▶ Problem description
The exercise asks you to copy every line below in which "value" appears.

---------- Material for this exercise

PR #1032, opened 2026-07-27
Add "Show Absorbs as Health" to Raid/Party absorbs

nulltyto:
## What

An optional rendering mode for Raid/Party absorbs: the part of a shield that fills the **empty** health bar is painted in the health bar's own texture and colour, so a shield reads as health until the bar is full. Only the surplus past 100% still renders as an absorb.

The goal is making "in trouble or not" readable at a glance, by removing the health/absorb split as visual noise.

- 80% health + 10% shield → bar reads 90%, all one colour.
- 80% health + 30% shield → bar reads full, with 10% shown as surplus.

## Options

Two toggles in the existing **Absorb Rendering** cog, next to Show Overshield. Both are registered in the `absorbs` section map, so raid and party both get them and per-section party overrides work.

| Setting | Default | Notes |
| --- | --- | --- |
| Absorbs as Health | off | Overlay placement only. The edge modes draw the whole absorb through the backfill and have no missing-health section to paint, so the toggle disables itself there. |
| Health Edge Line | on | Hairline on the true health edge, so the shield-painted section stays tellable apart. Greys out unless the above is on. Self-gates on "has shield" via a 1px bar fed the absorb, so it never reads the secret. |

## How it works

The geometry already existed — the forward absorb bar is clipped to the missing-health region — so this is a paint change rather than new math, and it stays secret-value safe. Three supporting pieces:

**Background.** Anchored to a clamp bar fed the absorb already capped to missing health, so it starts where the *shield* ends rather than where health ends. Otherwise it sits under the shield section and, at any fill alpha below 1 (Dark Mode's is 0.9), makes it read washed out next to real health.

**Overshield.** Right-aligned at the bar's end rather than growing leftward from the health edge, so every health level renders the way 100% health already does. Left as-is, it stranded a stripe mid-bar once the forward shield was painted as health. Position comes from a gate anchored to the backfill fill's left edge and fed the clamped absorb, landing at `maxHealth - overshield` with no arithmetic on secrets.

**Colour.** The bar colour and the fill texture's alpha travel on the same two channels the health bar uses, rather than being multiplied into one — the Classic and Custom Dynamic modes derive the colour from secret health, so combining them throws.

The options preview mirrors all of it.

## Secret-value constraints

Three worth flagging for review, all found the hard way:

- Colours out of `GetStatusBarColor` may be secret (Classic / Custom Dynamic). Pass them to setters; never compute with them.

--------------------

▶ Expected answer
The geometry already existed — the forward absorb bar is clipped to the missing-health region — so this is a paint change rather than new math, and it stays secret-value safe. Three supporting pieces:
## Secret-value constraints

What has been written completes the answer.